Zhao Bingxin, Zheng Shurong, Zhu Hongtu
Department of Statistics and Data Science, University of Pennsylvania.
School of Mathematics and Statistics, Northeast Normal University.
Ann Stat. 2024 Jun;52(3):948-965. doi: 10.1214/24-aos2378. Epub 2024 Aug 11.

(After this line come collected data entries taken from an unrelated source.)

PR #431, opened 2020-03-06
Increase number of clients to speed up tests

HristoStaykov:
Increase number of clients to speed up tests
by making more parallel requests.


HristoStaykov:
Tests fail, so further investigation is needed.

PR #432, opened 2020-03-06
Fix Preprocessor build

robem:
With a fresh dev environment I noticed that the build was failing due to the
preprocessor couldn't find openssl/evp.h.


yuliasherman:
Why Travis does not detect such issues?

Genetic prediction holds immense promise for translating genetic discoveries into medical advances. As the high-dimensional covariance matrix (or the linkage disequilibrium (LD) pattern) of genetic variants often presents a block-diagonal structure, numerous methods account for the dependence among variants in predetermined local LD blocks. Moreover, due to privacy considerations and data protection concerns, genetic variant dependence in each LD block is typically estimated from external reference panels rather than the original training data set. This paper presents a unified analysis of blockwise and reference panel-based estimators in a high-dimensional prediction framework without sparsity restrictions. We find that, surprisingly, even when the covariance matrix has a block-diagonal structure with well-defined boundaries, blockwise estimation methods adjusting for local dependence can be substantially less accurate than methods controlling for the whole covariance matrix. Further, estimation methods built on the original training data set and external reference panels are likely to have varying performance in high dimensions, which may reflect the cost of having only access to summary level data from the training data set. This analysis is based on novel results in random matrix theory for block-diagonal covariance matrix. We numerically evaluate our results using extensive simulations and real data analysis in the UK Biobank.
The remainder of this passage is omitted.